Prof. Wojciech Polak:Muszę przyznać, że ta kampania wyborcza zrobiła się dziwna. Kampanii, w jej klasycznym ujęciu (masówki, wiece, plakaty na ulicach etc.), właściwie nie ma. Wprawdzie opozycja zarzuca prezydentowi, że jeżdżąc po kraju prowadzi działania przedwyborcze, ale są to trochę niepoważne zarzuty. Prezydent przecież nie zajmuje się wyborami, a sprawami związanymi z epidemią koronawirusa. Kto tego nie rozumie, to jego problem.
Ciekawym zjawiskiem jest to, że kampania w dużym stopniu przeniosła się do Internetu. W mediach społecznościowych, w środkach masowego przekazu mamy wiele wypowiedzi. Ze strony opozycji są to wypowiedzi często niewybredne, napastliwe. Nie ma w tym nic nadzwyczajnego, ponieważ brutalizacja zawsze ma miejsce w trakcie kampanii wyborczej.
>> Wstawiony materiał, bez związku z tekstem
PR #545, opened 2025-03-26
Improve CI workflow

toyamarinyon:
## Summary
- Optimized CI workflow to run only on main branch and PRs
- Added SDK build step before running tests
- Updated test scripts and fixed test setup

## Background
Created this PR since the current CI workflow has two problems:
1. It does not run any tests properly
2. It runs on every push and PR, which is inefficient

This PR implements a solution with a single job that runs Biome, builds the SDK, and runs tests. In the future, we should consider splitting these steps and using GitHub Actions caching to improve developer experience (DX) and speed up the workflow.

## Test plan
- Verify CI workflow runs correctly on main branch and PRs
- Confirm test runs pass with the updated configuration

### DIFF
--- a/.github/workflows/ci.yml
+++ b/.github/workflows/ci.yml
@@ -2,6 +2,7 @@ name: CI
 
 on:
   push:
+    branches: [main]
   pull_request:
 
 jobs:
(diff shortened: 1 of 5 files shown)


shige (approved):
Thank you! 🆙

Warto zwrócić uwagę, że Prawo i Sprawiedliwość jest bardzo umiarkowane i w okresie epidemii stosowana jest narracja pojednania narodowego, solidarności - jako symbol tego wskazywany jest prezydent Andrzej Duda. To oczywiście nie podoba się opozycji.
Swoje niezadowolenie politycy opozycji najczęściej pokazują w mediach społecznościowych. Efektem tego są porównania rządzących do „zarazy”, czy – jak w poprzednich kampaniach - „szarańczy”. Jaki jest tego cel?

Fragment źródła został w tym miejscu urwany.